### Collected data entries
-------------------------
PR #1539, opened 2023-04-14
SERVER-76111: the common users(with readWrite role on system db) can modify the system collection's data,it is very dangerous,this can cause serious problems.normal collection perfect

y123456yz:
When we create an account that can read and write the system db(admin,config,local), the account can modify the system namespace(config.transactions,config.chunks.xxx,config.cache.xx, etc).The reason is that we missed some system namespace when we judge the nornal collection.

### DIFF
--- a/src/mongo/db/namespace_string.h
+++ b/src/mongo/db/namespace_string.h
@@ -319,14 +319,15 @@ public:
 
         if (isMongos() || serverGlobalParams.clusterRole == ClusterRole::ConfigServer) {
             if (isConfigDB() 
-                && (coll() == "actionlog" || coll() == "changelog"
-                    || coll() == "chunks" || coll() == "collections"
-                    || coll() == "databases" || coll() == "lockpings"
-                    || coll() == "locks" || coll() == "migrations"
-                    || coll() == "mongos" || coll() == "settings"
-                    || coll() == "shards" || coll() == "tags"
-                    || coll() == "transactions" || coll() == "version"
-                    || coll() == "migrations")) {
+                && (coll() == "chunks" || coll() == "databases"
+                    || coll() == "collections" || coll() == "shards"
+                    || coll() == "transactions" || coll() == "migrations"
+                    || coll() == "tags" || coll() == "settings"
+                    || coll() == "migrations" || coll() == "locks"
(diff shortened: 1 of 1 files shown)


y123456yz:
https://jira.mongodb.org/browse/SERVER-76111

sgolemon:
My initial take on this PR is :+1: as it moves us to a more default-closed position regarding these namespaces, however I would be generally suspect of granting `read` or `readWrite` permissions on the admin/local/config databases to common, non-special users.  I'll discuss this with the team and run some extra regression tests, my primary negative concern being breaking existing, valid use cases.

src/mongo/db/namespace_string.h
```diff
@@ -298,7 +299,40 @@ class NamespaceString {
...
+                || coll() == "tenantMigrationRecipients" || coll() == "external_validation_keys"
+                || coll() == "reshardingOperations" || coll() == "localRenameParticipants"
+                || coll() == "vectorClock" || coll() == "collection_critical_sections"
+                || coll() == "image_collection")) {
+            return false;
+        }
+
+        if (isMongos() || serverGlobalParams.clusterRole == ClusterRole::ConfigServer) {
+            if (isConfigDB() 
+                && (coll() == "chunks" || coll() == "databases"
```
sgolemon, line 322: On the topic of your last push (to address performance), one thing you can do here is add `_sd` to these strings.  This will create `constexpr StringData` literals which among other things encodes the length of the literal into the view, allowing the comparison to run in constant time for strings of differing length rather than linear time.

```suggestion
                && (coll() == "chunks"_sd || coll() == "databases"_sd
```

Note: No need to actually update your PR.  I'll address these minor points as and if this gets merged, just letting you know this is a thing.

y123456yz: [sgolemon](https://github.com/sgolemon)
thanks,  👍，I have learned

sgolemon:
Hi, I know this PR has taken.... some time, but I want you to know it's been spent between test runs and discussion with specific teams about the requirements for their individual system collections and the result is that for now at least, these other collections need to remain in the "normal" category, so I must close this PR, but thank you for initiating some great discussions around these collections.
-------------------------
### WORK INSTRUCTION
Pull out every line holding "some" from the records above, and copy it.

### RESPONSE AREA
When we create an account that can read and write the system db(admin,config,local), the account can modify the system namespace(config.transactions,config.chunks.xxx,config.cache.xx, etc).The reason is that we missed some system namespace when we judge the nornal collection.
My initial take on this PR is :+1: as it moves us to a more default-closed position regarding these namespaces, however I would be generally suspect of granting `read` or `readWrite` permissions on the admin/local/config databases to common, non-special users.  I'll discuss this with the team and run some extra regression tests, my primary negative concern being breaking existing, valid use cases.
Hi, I know this PR has taken.... some time, but I want you to know it's been spent between test runs and discussion with specific teams about the requirements for their individual system collections and the result is that for now at least, these other collections need to remain in the "normal" category, so I must close this PR, but thank you for initiating some great discussions around these collections.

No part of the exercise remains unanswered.